Ok

En poursuivant votre navigation sur ce site, vous acceptez l'utilisation de cookies. Ces derniers assurent le bon fonctionnement de nos services. En savoir plus.

dimanche, 19 mars 2006

LES SUBLIMES

En 1870, Denis POULOT, petit patron de la mécanique, publie un livre qui fera grand bruit.

Le SUBLIME ou le travailleur comme il est en 1870 et ce qu'il peut être, ZOLA en fera sa matière première pour écrire L'ASSOMMOIR.

 

Un ouvrier (Mr TISSERAND) avait écrit une chansonnette dont le refrain était :

Enfants de Dieu, créateur de la terre,

Accomplissons chacun notre métier

Le gai travail est la sainte prière

Qui plait à Dieu, ce sublime ouvrier.

 

Les mauvais ouvriers avaient tourné en dérision cette chanson moralisatrice qui exaltait le patriotisme, l'obéissance et la modestie.
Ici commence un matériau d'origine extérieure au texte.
PR #216, opened 2026-07-10
Agentic Harness Updates

FrankRay78:
## Why

A batch of five discrete, independent hardening improvements to NetPace's agentic-development harness, porting practices already proven on a sibling .NET/spec-kit repo (IMS). Each addresses a specific gap: duplicated policy, missing collaboration guidance, an un-captured lesson, and — the substantive one — no enforcement against silently skipped tests.

## What changes

- **Constitution de-duplication** — removed the "no failing tests / build warnings" rule from `Development Workflow > Git Workflow`; it now lives once in CLAUDE.md's actionable "Working with Claude Code" list (constitution `1.3.0 → 1.3.1`).
- **New CLAUDE.md collaboration rules** — no hard-wrapped markdown prose, frame decisions in plain-language consequences before mechanism, and don't fold an unrelated mission into an in-flight branch.
- **New memory entry** — read the source that implements a subsystem before designing a fix that depends on its behaviour.
- **Constitution Principle X — No Skipped Tests (NON-NEGOTIABLE)** — bans the entire xUnit skip family (constitution `1.3.1 → 1.4.0`).
- **Gate hook** — `.claude/hooks/no-skipped-tests.sh` blocks any `git commit` that would introduce a skip-family construct under `src/`, wired first into `settings.json`'s `PreToolUse` chain, plus a `--check` mode for CI/manual scans.

- **The hook fails *closed*, but only after classifying a command as `git commit`.** Every non-commit Bash call is waved through before any jq/`src/` dependency check runs — this is deliberate, so a box without `jq` can't deadlock on unrelated commands (even `apt install jq`). For an actual commit, a missing `jq`, an unlocatable `src/`, or a scan error blocks rather than silently allowing.
- **Executable bit was set via `git update-index --chmod=+x`, not `chmod`.** `Bash(chmod:*)` is in this repo's `settings.json` deny list, so the filesystem `chmod` is blocked; the committed file mode is `100755` regardless.
- **`NETPACE_ALLOW_SKIPS=1` is an announced escape hatch** — it prints a warning on every invocation so it can never be silently in effect. The header comment marks it for deletion once the gate is trusted.
- **The wired hook only arms on the next session** — harness settings load at session start, so it does not gate commits made in the session that added it. It was validated standalone instead (see below).
- No production `.cs` was touched — this PR is docs, memory, constitution, one shell hook, and settings wiring only.

## How to verify

- [ ] `./.claude/hooks/no-skipped-tests.sh --check` exits `0` on the clean tree.
- [ ] Piping a `git commit` hook payload with no skip present exits `0`; adding a probe line containing `[Fact(Skip = "temp")]` under `src/` and re-piping exits `2` with a `BLOCKED:` message naming Principle X.
- [ ] `settings.json` remains valid JSON and the new entry is first in `PreToolUse[0].hooks`.
- [ ] `dotnet build ./src` is clean (0 warnings, 0 errors). Note: the test *suite* targets .NET 8.0; run it on a machine with the 8.0 runtime installed.

### DIFF
--- a/.claude/hooks/no-skipped-tests.sh
+++ b/.claude/hooks/no-skipped-tests.sh
@@ -1,0 +1,133 @@
+#!/usr/bin/env bash
+#
+# no-skipped-tests.sh — static gate banning the entire skipped-test family (Constitution Principle X).
+#
+# A skipped test reports "green" while checking nothing, so it is silent non-coverage.
+# This gate blocks any `git commit` while a banned construct exists anywhere under src/.
+# Legitimate needs are met without skips: fail loudly on a missing dependency, exclude
+# destructive opt-in suites by [Trait("Category", …)], or document a genuinely untestable
+# branch with a comment at the site.
+#
+# Two modes:
+#   --check        Scan the tree and exit 1 if any banned construct is found (for CI / manual).
+#   (default)      PreToolUse hook: read hook JSON on stdin, block (exit 2) a `git commit`
+#                  that would carry a banned construct.
+#
+# For a commit it is gating, the gate fails CLOSED: if it cannot locate src/, cannot scan, or
+# cannot parse its hook payload (e.g. jq missing), it blocks rather than silently allowing — a
+# gate that fails open is the same silent non-coverage it exists to prevent. These fail-closed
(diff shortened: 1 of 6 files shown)


FrankRay78:
- Bugs or correctness issues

Ils avaient alors modifié le refrain pour en faire :

 

Fils de Dieu, créateur de la terre,

Accomplissons chacun notre métier

Le gai travail est la sainte prière

Ce qui plait à Dieu, c'est le SUBLIME ouvrier.

 

Pour les patrons, le message était clair. Ce n'était pas Dieu qui était "sublime", mais les ouvriers eux-mêmes, seuls créateurs de richesses par leur travail.

L'argot parisien avait rempli sa mission : tourner en dérision le pouvoir patronal, s'opposer à la discipline de l'atelier.

Il y a cent ans, 60 % des ouvriers à Paris étaient "sublimes".

Un an après la publication du livre de Denis POULOT éclatait la commune de Paris.

Les sublimes ont disparu de notre mémoire. L'histoire a un peu oublié ces ouvriers frondeurs, facétieux, volontiers célibataires, rebelles à l'autorité patronale mais amoureux du travail bien fait.

Notre connaissance du monde ouvrier du 19 ème siècle c'est la caserne où les ouvriers travaillent comme des "forçats" sous le fouet des "gardes chiourme".

Les premiers journaux socialistes portent des titres évocateurs : "La revanche du forçat" - "le cri du forçat" - "le réveil du forçat".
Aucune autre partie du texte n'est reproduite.